Dataset items:

>>>

Issue #600, opened 2025-01-23
Component by-passing/disabling


TristanM-TD:
Ciao Francesco,

Perhaps it would be nice to have the ability to bypass or disable components to be able to switch between different plant configurations more easily.

Bypassing:
If I wanted to investigate the effect of recuperation on the plant performance, I currently have to a) add/remove the recuperator from the network between runs or b) assign a zero duty. With the ability to set a `bypassed` attribute, the component could instead be treated as a `node` with the streams passing through unchanged.

![Image](https://github.com/user-attachments/assets/b9da4721-4e52-43ca-b1a1-599b9c4e45e2)

Disabling:
If I wanted to investigate the effect of only one of my heat exchangers being available as part of an off-design calculation, I would have to a) add/remove the corresponding component from the model or b) artificially assign a very small mass rate (not sure if this would necessarily work). With the ability to set a `disabled` attribute, the branch the component is on could be excluded from the solve.

![Image](https://github.com/user-attachments/assets/99689ea5-60e9-43b3-a34d-63bd22e8d74b)

Not sure if these are the best examples but I hope they convey how this could be useful functiontionality

fwitte:
Ciao Tristan,

that is an excellent idea, I really like it (others already complained about it as well in context of district heating systems), but it is not very easy to generalize. Maybe we can make a start with you bringing up the topic here. A couple of initial thoughts:

- For the bypassing idea, the components could just be replaced by a subsystem interface. One could check in the initialization step of the simulation, whether a component has the `bypass` enabled, and if so, instead of returning its own equations, the ones that would be imposed from a `SubsystemInterface` component. I am not sure, if it makes sense to enable this functionality for any other components than those with n-to-n inlets and outlets (e.g. `HeatExchanger`, `SimpleHeatExchanger`, `Turbine` etc.). This would enforce for all related connections:
  - mass flow and fluid composition equality
  - pressure and enthalpy equality 
- The disabling part might be a little bit more difficult, because setting mass flow to zero is unfortunately numerically challenging (some equations will just not work) and setting it to a very small value might have similar downsides.
[...]

PR #615, opened 2025-02-23
Bypass proof of concept

tlmerbecks:
This PR provides a first proof of concept for the potentially new component bypassing functionality discussed in #600.

### Definition
To summarise, a _bypassed_ `Component` has no affect on the properties of the inlet and outlet streams - effectively the inlet and outlet streams are directly connected to one another.

### Implementation
- adding a new `Component` property called `status` - this would eventually be added to every component. For the time being the default status is "active" and can be set to "bypassed" if a component is to be bypassed.
- adding a new `Component` method called `get_bypass_constraints` - this mirrors `get_mandatory_constraints` method and will eventually have to be implemented specifically for each component
- the `Component` `preprocess` method was adjusted to only add parameter functions if the component is active, otherwise only the bypass constraints are considered.

### Example
In the following example bypassing the `SimpleHeatExchanger ` ignores the parameters set (i.e. defining the duty and pressure ratio)
```python
from tespy.networks import Network
from tespy.components import Sink
from tespy.components import Source
from tespy.components import SimpleHeatExchanger
from tespy.connections import Connection

nw = Network(p_unit='bar', T_unit='C', h_unit='kJ / kg')

source = Source("In")
sink = Sink("Out")
heater = SimpleHeatExchanger("Heater")

c1 = Connection(source, "out1", heater, "in1", "1")
c2 = Connection(heater, "out1", sink, "in1", "2")
nw.add_conns(c1, c2)

c1.set_attr(T=100, p=2, m=1, fluid={"water":1})
heater.set_attr(Q=2e6, pr=1)
heater.set_attr(status="bypass")

nw.solve("design")

nw.print_results()
```

image

### Issues
- It is easy to create conflicts in variable specifications, as often the inlet/outlet conditions of a component are not defined at the `Component` level, but instead for the incomming/outgoing `Connections`...
- Adds unneccessary equations compared to removing the `Component` from the network, although with on-going refactoring in mind this may lose significance.


src/tespy/components/component.py
```diff
@@ -592,14 +601,15 @@ def solve(self, increment_filter):
...
+        if self.get_attr("status") == "active":
+            for data in self.parameters.values():
+                if data.is_set and data.func is not None:
+                    self.residual[sum_eq:sum_eq + data.num_eq] = data.func(
+                        **data.func_params
+                    )
+                    data.deriv(increment_filter, sum_eq, **data.func_params)
 
-                sum_eq += data.num_eq
+                    sum_eq += data.num_eq
```
fwitte, line 612: The dict `self.parameters` should be empty with bypass active anyways, or=

fwitte:
I will do a couple of changes and push them to your branch:

- make it so, that the `solve` call for the components does not need to know, whether or not to bypass the component
- rename to `bypass` (`False` by defalut, but you can just specify `bypass=True`) to a component
- implement another test with a `HeatExchanger` in context of a regenerative preheating

I would like to discuss, to which components it is reasonable to apply this concept. In my opinion, these would be all components with single inlet and outlet or multiple sets of connected inlets and outlets (`HeatExchanger` classes). I would not implement it for combustion or `FuelCell`/`WaterElectrolyzer` components for now, because there it might get more complicated.

What do you think?

src/tespy/components/component.py
fwitte: Ah, it is not. Sorry, I jumped onto this a little bit too fast...

fwitte:
Code for example, here we would have on of these situations, where the user has to undo specifications with bypass activated:

```python
from tespy.networks import Network
from tespy.components import Sink
from tespy.components import Source
from tespy.components import SimpleHeatExchanger, HeatExchanger, Turbine, Pump, Splitter, Merge, Valve
from tespy.connections import Connection

nw = Network(p_unit='bar', T_unit='C', h_unit='kJ / kg')

source = Source("In")
turbine_hp = Turbine("high pressure turbine")
extraction = Splitter("steam extraction")
turbine_lp = Turbine("low pressure turbine")
merge = Merge("condensate merge")
main_condenser = SimpleHeatExchanger("main condenser")
pump = Pump("feed water pump")

preheater = HeatExchanger("preheater")
valve = Valve("condensate throttle")

sink = Sink("Out")


c1 = Connection(source, "out1", turbine_hp, "in1", "1")
c2 = Connection(turbine_hp, "out1", extraction, "in1", "2")
c3 = Connection(extraction, "out1", turbine_lp, "in1", "3")
c4 = Connection(turbine_lp, "out1", merge, "in1", "4")
c5 = Connection(merge, "out1", main_condenser, "in1", "5")
c6 = Connection(main_condenser, "out1", pump, "in1", "6")
c7 = Connection(pump, "out1", preheater, "in2", "7")
c8 = Connection(preheater, "out2", sink, "in1", "8")
nw.add_conns(c1, c2, c3, c4, c5, c6, c7, c8)

c11 = Connection(extraction, "out2", preheater, "in1", "11")
c12 = Connection(preheater, "out1", valve, "in1", "12")
c13 = Connection(valve, "out1", merge, "in2", "13")
nw.add_conns(c11, c12, c13)

c1.set_attr(T=500, p=100, m=10, fluid={"water":1})
c2.set_attr(p=7)

c4.set_attr(p=0.5)
c6.set_attr(p=0.5, x=0)
c7.set_attr(p=100)
c8.set_attr(p=100)

c11.set_attr(m=1)
c12.set_attr(p=7, x=0)

turbine_hp.set_attr(eta_s=0.9)
turbine_lp.set_attr(eta_s=0.88)
pump.set_attr(eta_s=0.75)

nw.solve("design")
nw.print_results()

preheater.set_attr(bypass=True)
c12.set_attr(p=None, x=None)
c8.set_attr(p=None)
nw.solve("design")
nw.print_results()
```

TristanM-TD:
@fwitte thanks for the changes above! 

 > * rename to `bypass` (`False` by defalut, but you can just specify `bypass=True`) to a component

I had previously called it `status` because the grand vision had been to also address the problem of "disabling" components raised in  #600, but perhaps that is a story for another day (i.e once #620 has been completed)


> * I would like to discuss, to which components it is reasonable to apply this concept. 

Regarding roll-out, I agree that it makes most sense for components with single inlet and outlet, or components with multiple inlet/outlet pairs. For all other components, it would be better for the user to define the desired behaviour - perhaps here the `get_bypass_constraints` function should raise a warning (or even an error) to force the user to overwrite the behaviour (e.g. by inheriting from these components).

> * The more I think about this, the more I think, it is a very cool implementation, and the users should be in charge of their problem and understand, what changes in specifications bypass requires for their own problem. What is your opinion?

I think that the bypassing works best when the network performance is driven primarily by the component specifications (i.e. pr, dp, Q, etc.) instead of connection specifications - essentially offdesign calculations. Unfortunately, in my opinion the only way around this would be to either associate connections (or their specifications) with adjacent components, or to specify the inlet/outlet connections directly via the component... The good news is that #620 should make the debugging of such cases more straightforward

fwitte:
Thank you for the feedback!

> I had previously called it `status` because the grand vision had been to also address the problem of "disabling" components raised in #600, but perhaps that is a story for another day (i.e once #620 has been completed)

Okay, then we'll just roll with this implementation for now.

> Regarding roll-out, I agree that it makes most sense for components with single inlet and outlet, or components with multiple inlet/outlet pairs. For all other components, it would be better for the user to define the desired behaviour - perhaps here the `get_bypass_constraints` function should raise a warning (or even an error) to force the user to overwrite the behaviour (e.g. by inheriting from these components).

I will add a warning for the other components then.

> I think that the bypassing works best when the network performance is driven primarily by the component specifications (i.e. pr, dp, Q, etc.) instead of connection specifications - essentially offdesign calculations. Unfortunately, in my opinion the only way around this would be to either associate connections (or their specifications) with adjacent components, or to specify the inlet/outlet connections directly via the component... The good news is that #620 should make the debugging of such cases more straightforward

Or one could create a some kind of mapping, like a per component list of specifications to disable, when then component is flagged bypassed? This would kind of depend also on the style of integration in a use case, so maybe we could discuss a concrete one in a meeting? 

Apart from that, once the warnings are in place I will go ahead and merge. Thank you very much for the support and suggestions.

<<<

Activity: Search the entries for "assets" and copy out each line that has it.

Output:
![Image](https://github.com/user-attachments/assets/b9da4721-4e52-43ca-b1a1-599b9c4e45e2)
![Image](https://github.com/user-attachments/assets/99689ea5-60e9-43b3-a34d-63bd22e8d74b)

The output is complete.